Born to Run

Been inspired by both the Birmingham Great Run and the London Marathon? It’s time to take on a personal challenge

The emotional back stories, the jubilant crowds and the look of pure elation as thousands of amateur runners cross the line. It’s hard not to get caught up in the joy of running when you watch these amazing events take place, raising vast amounts of money for a range of cracking charities.
But if you’ve never really run before, the thought of 26.2 miles of physical pain is probably pretty daunting and off-putting. Well, why not join the ever-increasing throng of people who regularly partake in the much more palatable distance of 5k. It’s a great target for beginner runners as it’s long enough to feel like you’ve achieved something, yet short enough to take on after just a couple of months, or less if you’re in reasonable shape.
Here’s our guide to how to safely prepare for a 5k in just a matter of weeks.


When you first start running, don’t try to do too much too soon. An average beginner’s pace is around 13 minutes per mile, but if you find that too hard, or not challenging enough, simply adjust your training accordingly. You’ll soon get a feel for what your body can do.
Set yourself a target date for running your first 5k. Allow for eight weeks to prepare and it might be easier to commit to an official race day for extra motivation. For beginners, it’s best to schedule three running sessions per week during the last eight weeks before you go for it.
At first you only need to do 20 minutes of alternate running and walking, building up to 40 minutes as you progress and D-Day gets near. If you’re really not used to running, or suffering weight problems, then it’s fine to walk throughout your first session. Next time try running for a few minutes, then walk until you feel ready to run again, but when you walk, take brisk, purposeful strides.

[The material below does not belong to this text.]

PR #149, opened 2021-02-17
Update log location discovery

uhoh-itsmaciek:
The helper fails on a default AL2 install since the binary is called
postmaster not postgres, and there's no apparent reason not to use the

Schedule rest days between your training days and take plenty of minutes to warm up before each session. Stretching before and after exercise is beneficial and something that many of us forget to do. By week three, you’ll already be starting to experience at least some of the many benefits of regular running.
Ideally you should try to work up to running for at least seven minutes (just over half a mile) non-stop before taking a walk break by the end of week three. You should also increase the length of your training sessions to half-an-hour, and once you can run for seven minutes, aim to run for eight, and then nine, which you should be able to achieve by the end of week four.


Weeks five and six are a key time. Now it is time to run for at least 15 minutes (just over a mile) non-stop. Aim to build up to running for least 20 minutes by the end of week six. By the end of week seven you’ll be running for 35 minutes non-stop, which should get you to a distance of a little over four kilometres. It is still absolutely fine for you to take the odd walk break if you really need to, just get running again as soon as you can.
In week eight you should really enjoy your final week of training. A session where you run 30 minutes, then take a one-minute walk break before running for another 10 minutes, scheduled early in the week, should prepare you nicely to run your 5k race. After that just one more 20-minute run in the middle of the week is all you need to do.


It’s target day and if you feel nervous, that’s fine! If you are running in an actual race, most of the other runners will be too but just lap up the atmosphere and remind yourself that you are fully prepared to do this. Treat today as a celebration of how far you have come in just a couple of months. Your aim is to go the distance without stopping, but if you need to take walking breaks that’s fine, this is only your first full 5k and hopefully it will be the first of many.

Good luck!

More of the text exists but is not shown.